- _To do_
Quote the entries below from the line with "that silently rots." through the line with "item, no explanation).", both ends included, and only those lines.

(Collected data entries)
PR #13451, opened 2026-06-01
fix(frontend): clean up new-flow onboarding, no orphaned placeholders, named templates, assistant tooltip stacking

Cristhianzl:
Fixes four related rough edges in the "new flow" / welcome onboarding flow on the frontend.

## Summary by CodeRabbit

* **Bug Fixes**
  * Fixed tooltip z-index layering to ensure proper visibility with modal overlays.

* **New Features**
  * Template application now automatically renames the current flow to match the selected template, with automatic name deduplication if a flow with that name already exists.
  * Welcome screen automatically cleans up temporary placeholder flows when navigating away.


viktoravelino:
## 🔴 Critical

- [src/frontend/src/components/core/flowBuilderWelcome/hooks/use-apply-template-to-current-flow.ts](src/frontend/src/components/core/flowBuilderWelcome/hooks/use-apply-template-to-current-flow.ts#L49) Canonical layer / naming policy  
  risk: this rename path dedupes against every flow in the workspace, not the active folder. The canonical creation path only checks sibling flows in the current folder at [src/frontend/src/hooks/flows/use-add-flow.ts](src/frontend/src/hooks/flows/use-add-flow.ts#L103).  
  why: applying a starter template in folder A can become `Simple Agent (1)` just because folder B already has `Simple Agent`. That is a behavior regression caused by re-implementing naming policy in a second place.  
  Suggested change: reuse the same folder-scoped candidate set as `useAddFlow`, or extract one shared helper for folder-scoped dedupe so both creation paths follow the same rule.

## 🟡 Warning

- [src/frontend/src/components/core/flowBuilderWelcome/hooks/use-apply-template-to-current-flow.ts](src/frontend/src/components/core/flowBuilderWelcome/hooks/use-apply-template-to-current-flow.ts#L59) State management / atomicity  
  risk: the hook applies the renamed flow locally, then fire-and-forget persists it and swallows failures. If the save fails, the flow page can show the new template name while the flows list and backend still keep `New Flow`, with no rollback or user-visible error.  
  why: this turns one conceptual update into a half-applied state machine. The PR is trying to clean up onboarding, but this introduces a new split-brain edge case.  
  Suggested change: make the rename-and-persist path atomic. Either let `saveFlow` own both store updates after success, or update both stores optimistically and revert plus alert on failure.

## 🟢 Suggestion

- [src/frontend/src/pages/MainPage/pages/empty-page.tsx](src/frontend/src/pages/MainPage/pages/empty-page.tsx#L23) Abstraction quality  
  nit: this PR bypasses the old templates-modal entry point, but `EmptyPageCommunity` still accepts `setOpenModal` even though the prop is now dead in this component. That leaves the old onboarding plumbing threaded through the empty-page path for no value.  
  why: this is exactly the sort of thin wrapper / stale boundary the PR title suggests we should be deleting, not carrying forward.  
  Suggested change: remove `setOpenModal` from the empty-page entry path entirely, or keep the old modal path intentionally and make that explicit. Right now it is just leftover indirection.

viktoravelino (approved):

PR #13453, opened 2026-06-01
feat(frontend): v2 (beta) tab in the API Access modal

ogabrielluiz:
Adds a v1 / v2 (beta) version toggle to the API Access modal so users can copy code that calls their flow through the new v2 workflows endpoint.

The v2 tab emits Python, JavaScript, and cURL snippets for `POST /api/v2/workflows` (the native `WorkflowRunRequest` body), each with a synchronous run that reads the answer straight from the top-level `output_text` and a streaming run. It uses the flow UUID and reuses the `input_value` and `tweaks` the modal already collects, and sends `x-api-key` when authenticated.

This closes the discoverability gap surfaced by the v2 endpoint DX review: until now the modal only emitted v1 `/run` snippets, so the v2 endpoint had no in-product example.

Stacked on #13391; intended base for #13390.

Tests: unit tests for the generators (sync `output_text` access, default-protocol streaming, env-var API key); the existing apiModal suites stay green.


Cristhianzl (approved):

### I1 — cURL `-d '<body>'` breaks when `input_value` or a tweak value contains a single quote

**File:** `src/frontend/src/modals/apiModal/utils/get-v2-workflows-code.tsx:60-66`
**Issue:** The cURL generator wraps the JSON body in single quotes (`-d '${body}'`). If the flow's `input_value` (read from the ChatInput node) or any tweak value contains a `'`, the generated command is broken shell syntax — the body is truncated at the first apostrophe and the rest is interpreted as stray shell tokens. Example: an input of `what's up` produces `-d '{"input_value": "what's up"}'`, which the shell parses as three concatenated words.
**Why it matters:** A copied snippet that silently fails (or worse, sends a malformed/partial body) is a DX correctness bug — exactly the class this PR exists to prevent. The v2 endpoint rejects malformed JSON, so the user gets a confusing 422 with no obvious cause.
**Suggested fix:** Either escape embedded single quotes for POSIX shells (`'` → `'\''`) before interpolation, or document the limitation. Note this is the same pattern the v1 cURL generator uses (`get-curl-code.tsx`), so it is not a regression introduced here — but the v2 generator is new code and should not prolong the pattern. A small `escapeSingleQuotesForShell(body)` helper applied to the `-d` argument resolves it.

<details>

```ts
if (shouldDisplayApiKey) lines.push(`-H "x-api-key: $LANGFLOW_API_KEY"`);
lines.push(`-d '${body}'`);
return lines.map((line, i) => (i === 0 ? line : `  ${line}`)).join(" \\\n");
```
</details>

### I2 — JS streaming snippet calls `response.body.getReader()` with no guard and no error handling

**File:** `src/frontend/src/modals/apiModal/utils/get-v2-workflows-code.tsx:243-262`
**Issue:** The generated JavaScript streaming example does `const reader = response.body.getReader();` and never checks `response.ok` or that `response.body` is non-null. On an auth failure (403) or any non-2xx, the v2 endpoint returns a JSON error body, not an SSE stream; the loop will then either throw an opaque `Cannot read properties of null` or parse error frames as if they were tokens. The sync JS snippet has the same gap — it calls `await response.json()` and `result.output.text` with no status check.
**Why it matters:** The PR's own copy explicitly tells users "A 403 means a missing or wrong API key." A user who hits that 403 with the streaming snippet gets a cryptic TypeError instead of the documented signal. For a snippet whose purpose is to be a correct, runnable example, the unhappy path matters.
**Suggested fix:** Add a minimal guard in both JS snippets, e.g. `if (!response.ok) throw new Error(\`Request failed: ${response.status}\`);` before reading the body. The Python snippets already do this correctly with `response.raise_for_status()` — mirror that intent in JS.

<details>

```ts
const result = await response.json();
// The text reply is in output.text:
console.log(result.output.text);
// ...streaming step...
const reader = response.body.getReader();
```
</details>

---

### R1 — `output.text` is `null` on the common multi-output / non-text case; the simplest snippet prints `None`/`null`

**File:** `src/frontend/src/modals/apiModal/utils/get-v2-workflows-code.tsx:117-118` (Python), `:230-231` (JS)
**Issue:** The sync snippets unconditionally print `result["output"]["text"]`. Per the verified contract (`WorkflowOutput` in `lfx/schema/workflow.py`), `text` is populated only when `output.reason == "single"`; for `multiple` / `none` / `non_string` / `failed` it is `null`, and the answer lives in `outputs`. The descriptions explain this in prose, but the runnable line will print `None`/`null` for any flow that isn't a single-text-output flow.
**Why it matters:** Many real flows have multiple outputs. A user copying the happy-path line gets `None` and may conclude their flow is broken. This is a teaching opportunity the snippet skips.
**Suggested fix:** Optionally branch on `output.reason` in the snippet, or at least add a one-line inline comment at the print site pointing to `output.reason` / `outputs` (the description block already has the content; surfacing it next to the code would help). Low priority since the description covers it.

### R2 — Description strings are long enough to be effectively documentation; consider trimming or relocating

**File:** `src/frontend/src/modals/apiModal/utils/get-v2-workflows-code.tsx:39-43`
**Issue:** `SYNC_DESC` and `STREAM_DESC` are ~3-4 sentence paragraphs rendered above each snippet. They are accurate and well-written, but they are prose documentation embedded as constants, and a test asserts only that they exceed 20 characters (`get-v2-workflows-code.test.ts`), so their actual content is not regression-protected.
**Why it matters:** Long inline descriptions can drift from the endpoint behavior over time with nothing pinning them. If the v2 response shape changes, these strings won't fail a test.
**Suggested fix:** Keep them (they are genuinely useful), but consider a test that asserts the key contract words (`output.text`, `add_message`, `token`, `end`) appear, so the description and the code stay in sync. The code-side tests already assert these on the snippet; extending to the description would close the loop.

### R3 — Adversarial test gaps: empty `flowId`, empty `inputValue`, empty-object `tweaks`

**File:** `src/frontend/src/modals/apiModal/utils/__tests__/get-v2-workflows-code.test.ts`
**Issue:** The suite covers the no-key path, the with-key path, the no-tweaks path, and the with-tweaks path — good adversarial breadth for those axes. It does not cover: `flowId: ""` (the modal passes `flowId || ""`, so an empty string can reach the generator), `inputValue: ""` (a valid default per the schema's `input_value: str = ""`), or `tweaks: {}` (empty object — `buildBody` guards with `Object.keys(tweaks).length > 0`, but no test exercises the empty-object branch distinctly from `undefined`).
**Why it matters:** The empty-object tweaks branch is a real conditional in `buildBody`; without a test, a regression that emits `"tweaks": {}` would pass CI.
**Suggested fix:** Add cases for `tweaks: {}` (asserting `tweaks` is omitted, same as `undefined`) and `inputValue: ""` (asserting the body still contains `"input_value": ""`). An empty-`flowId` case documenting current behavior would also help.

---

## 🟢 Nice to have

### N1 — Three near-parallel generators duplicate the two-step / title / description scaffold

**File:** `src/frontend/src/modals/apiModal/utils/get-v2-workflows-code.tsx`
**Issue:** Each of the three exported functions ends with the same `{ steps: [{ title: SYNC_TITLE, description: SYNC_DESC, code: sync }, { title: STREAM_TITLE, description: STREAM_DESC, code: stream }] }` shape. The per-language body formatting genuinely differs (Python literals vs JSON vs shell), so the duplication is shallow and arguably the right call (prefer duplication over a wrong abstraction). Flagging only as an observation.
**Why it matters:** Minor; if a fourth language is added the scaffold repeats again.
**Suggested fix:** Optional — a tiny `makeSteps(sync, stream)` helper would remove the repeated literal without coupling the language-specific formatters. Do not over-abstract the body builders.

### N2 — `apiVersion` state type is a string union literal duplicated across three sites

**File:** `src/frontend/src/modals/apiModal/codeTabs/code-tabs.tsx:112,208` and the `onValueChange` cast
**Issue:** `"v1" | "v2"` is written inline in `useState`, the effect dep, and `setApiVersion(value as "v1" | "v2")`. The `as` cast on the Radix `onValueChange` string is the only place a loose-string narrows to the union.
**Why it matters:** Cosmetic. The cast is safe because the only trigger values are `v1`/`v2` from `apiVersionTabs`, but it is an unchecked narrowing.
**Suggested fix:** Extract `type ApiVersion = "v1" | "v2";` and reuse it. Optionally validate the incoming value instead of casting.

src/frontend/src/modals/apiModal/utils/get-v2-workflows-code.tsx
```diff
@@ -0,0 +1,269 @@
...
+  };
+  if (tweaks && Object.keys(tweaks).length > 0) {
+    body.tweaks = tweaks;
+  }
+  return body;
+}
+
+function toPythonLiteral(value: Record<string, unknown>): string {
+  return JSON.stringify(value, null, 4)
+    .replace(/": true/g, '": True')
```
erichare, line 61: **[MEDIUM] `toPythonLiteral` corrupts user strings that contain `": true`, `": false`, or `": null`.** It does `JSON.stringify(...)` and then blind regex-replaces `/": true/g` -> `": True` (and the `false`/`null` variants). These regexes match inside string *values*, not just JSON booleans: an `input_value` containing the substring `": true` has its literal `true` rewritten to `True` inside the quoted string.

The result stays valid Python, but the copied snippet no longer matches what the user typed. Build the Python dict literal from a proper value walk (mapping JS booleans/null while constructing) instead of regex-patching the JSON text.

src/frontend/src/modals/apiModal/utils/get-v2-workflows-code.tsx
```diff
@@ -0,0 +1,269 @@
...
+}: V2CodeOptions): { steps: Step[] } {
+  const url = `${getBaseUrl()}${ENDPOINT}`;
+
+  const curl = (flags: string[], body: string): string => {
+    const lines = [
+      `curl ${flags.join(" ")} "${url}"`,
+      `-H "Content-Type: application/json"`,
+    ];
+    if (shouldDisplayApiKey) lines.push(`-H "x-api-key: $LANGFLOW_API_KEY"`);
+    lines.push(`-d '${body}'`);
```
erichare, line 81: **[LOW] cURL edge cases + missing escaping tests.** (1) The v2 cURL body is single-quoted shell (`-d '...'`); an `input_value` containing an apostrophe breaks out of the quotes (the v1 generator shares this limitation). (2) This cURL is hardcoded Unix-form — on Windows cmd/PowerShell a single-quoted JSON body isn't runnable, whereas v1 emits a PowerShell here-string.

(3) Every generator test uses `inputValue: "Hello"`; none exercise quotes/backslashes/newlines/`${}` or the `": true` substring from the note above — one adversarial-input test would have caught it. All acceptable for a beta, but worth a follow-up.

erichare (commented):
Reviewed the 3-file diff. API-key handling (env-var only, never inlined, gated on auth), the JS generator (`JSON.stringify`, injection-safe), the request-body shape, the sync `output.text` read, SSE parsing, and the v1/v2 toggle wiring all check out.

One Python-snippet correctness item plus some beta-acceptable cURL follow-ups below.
* * *
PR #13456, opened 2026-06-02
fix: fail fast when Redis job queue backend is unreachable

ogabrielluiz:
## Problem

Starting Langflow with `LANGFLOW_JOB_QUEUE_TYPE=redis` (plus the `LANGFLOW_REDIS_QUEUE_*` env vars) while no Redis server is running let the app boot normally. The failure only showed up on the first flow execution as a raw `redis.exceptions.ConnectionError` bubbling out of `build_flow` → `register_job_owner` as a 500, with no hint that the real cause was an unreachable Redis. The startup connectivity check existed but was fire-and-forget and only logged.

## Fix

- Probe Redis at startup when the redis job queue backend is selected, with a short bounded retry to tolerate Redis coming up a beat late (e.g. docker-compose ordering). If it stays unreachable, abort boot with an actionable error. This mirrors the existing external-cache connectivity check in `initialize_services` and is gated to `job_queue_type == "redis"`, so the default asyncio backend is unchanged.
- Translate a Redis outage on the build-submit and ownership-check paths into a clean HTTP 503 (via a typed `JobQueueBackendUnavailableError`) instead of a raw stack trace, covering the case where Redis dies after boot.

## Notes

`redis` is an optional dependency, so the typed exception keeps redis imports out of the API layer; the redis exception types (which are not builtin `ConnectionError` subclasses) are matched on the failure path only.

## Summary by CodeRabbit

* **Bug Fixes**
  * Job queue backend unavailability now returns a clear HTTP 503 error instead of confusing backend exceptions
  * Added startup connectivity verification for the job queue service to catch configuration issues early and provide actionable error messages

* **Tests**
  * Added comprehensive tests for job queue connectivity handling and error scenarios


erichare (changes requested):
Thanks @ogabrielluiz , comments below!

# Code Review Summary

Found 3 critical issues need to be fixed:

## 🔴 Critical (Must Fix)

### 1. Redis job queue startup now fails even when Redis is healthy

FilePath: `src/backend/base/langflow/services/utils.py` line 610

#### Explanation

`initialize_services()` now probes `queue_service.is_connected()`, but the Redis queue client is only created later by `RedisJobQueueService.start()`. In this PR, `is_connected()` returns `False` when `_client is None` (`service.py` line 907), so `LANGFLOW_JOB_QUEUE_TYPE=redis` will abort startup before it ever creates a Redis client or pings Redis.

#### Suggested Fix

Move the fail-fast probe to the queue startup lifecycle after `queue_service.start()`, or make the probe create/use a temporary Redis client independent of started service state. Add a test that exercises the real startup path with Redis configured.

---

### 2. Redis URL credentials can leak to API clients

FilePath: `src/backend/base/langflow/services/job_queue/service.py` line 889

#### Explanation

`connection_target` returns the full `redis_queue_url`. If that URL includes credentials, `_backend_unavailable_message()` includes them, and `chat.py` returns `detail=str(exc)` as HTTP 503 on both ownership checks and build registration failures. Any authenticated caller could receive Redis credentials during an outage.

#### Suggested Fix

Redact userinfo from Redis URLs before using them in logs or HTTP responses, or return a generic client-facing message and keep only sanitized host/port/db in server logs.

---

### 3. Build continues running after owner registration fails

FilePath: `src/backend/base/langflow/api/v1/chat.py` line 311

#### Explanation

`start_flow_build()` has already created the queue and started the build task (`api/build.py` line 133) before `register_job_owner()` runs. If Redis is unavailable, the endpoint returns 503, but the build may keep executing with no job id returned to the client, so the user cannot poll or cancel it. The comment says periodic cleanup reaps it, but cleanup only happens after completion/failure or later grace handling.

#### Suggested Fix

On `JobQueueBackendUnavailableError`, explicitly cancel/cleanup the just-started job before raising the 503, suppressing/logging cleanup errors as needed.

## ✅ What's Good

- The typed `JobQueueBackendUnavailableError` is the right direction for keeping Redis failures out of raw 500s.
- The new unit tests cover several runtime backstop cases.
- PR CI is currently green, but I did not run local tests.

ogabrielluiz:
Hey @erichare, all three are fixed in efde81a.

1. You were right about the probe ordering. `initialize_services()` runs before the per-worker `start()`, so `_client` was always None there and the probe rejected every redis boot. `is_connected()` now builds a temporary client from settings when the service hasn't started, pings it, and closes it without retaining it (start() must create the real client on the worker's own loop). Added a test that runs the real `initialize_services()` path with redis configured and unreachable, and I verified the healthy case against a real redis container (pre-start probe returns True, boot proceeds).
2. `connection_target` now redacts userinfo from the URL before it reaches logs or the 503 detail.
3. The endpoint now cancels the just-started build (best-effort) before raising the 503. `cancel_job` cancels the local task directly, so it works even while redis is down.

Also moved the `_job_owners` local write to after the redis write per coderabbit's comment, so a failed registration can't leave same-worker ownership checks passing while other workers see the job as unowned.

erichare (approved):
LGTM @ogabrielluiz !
---
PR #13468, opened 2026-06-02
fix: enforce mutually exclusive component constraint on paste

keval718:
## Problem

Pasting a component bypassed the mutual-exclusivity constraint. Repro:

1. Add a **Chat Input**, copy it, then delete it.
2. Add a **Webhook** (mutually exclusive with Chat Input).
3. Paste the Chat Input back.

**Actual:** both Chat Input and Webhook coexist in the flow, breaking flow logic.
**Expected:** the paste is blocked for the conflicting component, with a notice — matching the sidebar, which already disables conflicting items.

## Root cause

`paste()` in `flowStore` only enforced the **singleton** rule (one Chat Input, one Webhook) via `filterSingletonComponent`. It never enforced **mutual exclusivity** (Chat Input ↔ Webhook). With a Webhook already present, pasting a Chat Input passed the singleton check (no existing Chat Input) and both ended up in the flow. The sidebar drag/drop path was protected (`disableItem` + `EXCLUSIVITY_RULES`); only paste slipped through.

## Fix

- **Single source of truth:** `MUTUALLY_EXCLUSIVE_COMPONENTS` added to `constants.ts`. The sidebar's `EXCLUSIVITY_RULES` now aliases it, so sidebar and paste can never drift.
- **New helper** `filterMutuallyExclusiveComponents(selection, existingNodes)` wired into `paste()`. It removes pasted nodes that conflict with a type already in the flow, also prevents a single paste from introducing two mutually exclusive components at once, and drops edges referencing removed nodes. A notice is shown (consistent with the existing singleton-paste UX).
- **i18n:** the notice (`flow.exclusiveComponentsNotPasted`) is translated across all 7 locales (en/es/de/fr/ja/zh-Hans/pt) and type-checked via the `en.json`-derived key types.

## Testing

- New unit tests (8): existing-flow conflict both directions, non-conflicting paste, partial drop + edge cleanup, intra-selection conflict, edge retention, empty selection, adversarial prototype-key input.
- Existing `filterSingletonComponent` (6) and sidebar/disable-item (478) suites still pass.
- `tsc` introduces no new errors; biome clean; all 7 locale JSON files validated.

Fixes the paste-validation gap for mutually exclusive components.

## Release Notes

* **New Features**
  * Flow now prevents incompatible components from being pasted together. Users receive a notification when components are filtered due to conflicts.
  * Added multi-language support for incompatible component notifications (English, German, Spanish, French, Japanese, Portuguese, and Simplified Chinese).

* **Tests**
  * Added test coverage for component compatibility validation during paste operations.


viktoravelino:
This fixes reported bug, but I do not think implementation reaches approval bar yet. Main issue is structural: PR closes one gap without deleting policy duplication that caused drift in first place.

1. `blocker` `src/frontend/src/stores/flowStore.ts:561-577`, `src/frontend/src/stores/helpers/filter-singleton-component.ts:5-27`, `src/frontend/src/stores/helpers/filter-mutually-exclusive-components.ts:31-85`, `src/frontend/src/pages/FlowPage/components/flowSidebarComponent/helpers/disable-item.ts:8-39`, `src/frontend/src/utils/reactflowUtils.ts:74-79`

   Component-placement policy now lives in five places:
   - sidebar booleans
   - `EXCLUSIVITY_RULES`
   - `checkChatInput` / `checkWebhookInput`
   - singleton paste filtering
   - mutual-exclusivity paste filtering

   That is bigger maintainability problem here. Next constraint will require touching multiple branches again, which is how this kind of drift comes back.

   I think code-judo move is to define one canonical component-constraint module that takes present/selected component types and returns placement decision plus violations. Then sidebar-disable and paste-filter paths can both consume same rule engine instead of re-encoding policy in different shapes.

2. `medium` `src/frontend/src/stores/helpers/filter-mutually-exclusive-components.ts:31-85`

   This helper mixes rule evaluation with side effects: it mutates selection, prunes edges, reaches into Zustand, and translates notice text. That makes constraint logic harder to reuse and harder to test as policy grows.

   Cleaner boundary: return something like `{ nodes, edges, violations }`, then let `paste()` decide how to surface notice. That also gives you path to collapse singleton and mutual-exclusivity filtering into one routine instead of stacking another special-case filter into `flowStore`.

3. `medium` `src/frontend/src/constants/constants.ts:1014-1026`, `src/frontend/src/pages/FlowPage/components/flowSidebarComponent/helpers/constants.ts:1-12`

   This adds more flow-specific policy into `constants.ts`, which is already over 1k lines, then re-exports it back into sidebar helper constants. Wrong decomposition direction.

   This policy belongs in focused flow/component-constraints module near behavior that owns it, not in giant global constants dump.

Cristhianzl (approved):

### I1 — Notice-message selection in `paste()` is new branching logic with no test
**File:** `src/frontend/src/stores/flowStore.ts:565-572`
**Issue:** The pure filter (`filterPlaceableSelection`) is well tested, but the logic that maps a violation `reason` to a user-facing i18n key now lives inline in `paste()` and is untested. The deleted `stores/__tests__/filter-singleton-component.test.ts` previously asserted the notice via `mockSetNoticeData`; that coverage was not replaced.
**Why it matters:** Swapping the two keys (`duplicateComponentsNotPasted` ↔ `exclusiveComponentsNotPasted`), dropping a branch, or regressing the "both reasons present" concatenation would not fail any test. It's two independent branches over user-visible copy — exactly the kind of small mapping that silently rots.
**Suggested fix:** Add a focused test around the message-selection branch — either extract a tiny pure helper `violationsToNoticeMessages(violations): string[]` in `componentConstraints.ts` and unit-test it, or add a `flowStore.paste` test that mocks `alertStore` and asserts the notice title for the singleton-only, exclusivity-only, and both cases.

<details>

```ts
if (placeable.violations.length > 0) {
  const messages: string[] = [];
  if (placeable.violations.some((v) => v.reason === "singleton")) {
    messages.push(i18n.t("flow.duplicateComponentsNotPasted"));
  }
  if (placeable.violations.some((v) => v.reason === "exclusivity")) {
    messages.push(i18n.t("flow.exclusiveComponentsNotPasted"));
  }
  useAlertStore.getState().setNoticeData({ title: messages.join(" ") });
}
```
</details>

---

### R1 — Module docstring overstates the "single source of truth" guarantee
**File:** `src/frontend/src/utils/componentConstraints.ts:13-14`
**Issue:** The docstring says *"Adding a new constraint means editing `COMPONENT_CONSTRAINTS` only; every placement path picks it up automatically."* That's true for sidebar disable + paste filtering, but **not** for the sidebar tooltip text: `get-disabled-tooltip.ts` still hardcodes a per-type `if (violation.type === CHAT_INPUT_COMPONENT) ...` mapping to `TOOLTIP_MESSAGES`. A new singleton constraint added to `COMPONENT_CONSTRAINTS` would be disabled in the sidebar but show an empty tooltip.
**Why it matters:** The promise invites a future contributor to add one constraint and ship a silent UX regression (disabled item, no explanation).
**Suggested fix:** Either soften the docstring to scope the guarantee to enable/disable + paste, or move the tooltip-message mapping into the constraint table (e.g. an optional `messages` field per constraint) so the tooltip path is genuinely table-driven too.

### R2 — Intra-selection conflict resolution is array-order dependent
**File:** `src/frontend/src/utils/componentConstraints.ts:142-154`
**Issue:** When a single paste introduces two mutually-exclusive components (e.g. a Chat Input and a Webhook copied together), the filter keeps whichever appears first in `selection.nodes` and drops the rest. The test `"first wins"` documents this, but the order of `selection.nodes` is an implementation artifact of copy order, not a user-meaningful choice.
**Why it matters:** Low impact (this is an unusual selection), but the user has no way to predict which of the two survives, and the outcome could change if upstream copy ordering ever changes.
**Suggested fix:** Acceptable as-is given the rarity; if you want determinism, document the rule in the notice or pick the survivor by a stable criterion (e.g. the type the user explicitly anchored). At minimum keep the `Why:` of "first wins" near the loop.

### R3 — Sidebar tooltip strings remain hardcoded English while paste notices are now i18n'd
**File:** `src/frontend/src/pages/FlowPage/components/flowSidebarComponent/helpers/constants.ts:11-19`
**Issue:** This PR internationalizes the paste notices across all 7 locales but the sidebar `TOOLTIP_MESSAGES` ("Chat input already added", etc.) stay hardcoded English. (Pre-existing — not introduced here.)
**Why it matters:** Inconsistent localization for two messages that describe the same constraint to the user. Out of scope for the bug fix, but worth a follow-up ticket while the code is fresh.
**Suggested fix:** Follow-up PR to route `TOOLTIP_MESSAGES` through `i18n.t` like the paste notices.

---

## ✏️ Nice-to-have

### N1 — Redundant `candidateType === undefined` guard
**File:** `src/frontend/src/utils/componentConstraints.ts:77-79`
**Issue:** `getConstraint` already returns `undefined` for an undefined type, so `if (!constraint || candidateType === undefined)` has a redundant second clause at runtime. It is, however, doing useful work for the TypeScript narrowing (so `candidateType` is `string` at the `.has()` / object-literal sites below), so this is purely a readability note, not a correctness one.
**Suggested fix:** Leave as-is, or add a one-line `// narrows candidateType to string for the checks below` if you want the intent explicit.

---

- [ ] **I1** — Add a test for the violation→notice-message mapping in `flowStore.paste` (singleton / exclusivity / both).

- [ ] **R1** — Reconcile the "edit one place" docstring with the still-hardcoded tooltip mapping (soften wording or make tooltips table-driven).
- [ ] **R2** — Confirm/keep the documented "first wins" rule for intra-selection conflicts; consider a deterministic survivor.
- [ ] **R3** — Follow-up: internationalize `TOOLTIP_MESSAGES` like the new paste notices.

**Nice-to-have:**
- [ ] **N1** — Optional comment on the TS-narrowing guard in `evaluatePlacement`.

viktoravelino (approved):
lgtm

- _Result for this task_
**Why it matters:** Swapping the two keys (`duplicateComponentsNotPasted` ↔ `exclusiveComponentsNotPasted`), dropping a branch, or regressing the "both reasons present" concatenation would not fail any test. It's two independent branches over user-visible copy — exactly the kind of small mapping that silently rots.
**Suggested fix:** Add a focused test around the message-selection branch — either extract a tiny pure helper `violationsToNoticeMessages(violations): string[]` in `componentConstraints.ts` and unit-test it, or add a `flowStore.paste` test that mocks `alertStore` and asserts the notice title for the singleton-only, exclusivity-only, and both cases.

<details>

```ts
if (placeable.violations.length > 0) {
  const messages: string[] = [];
  if (placeable.violations.some((v) => v.reason === "singleton")) {
    messages.push(i18n.t("flow.duplicateComponentsNotPasted"));
  }
  if (placeable.violations.some((v) => v.reason === "exclusivity")) {
    messages.push(i18n.t("flow.exclusiveComponentsNotPasted"));
  }
  useAlertStore.getState().setNoticeData({ title: messages.join(" ") });
}
```
</details>

---

### R1 — Module docstring overstates the "single source of truth" guarantee
**File:** `src/frontend/src/utils/componentConstraints.ts:13-14`
**Issue:** The docstring says *"Adding a new constraint means editing `COMPONENT_CONSTRAINTS` only; every placement path picks it up automatically."* That's true for sidebar disable + paste filtering, but **not** for the sidebar tooltip text: `get-disabled-tooltip.ts` still hardcodes a per-type `if (violation.type === CHAT_INPUT_COMPONENT) ...` mapping to `TOOLTIP_MESSAGES`. A new singleton constraint added to `COMPONENT_CONSTRAINTS` would be disabled in the sidebar but show an empty tooltip.
**Why it matters:** The promise invites a future contributor to add one constraint and ship a silent UX regression (disabled item, no explanation).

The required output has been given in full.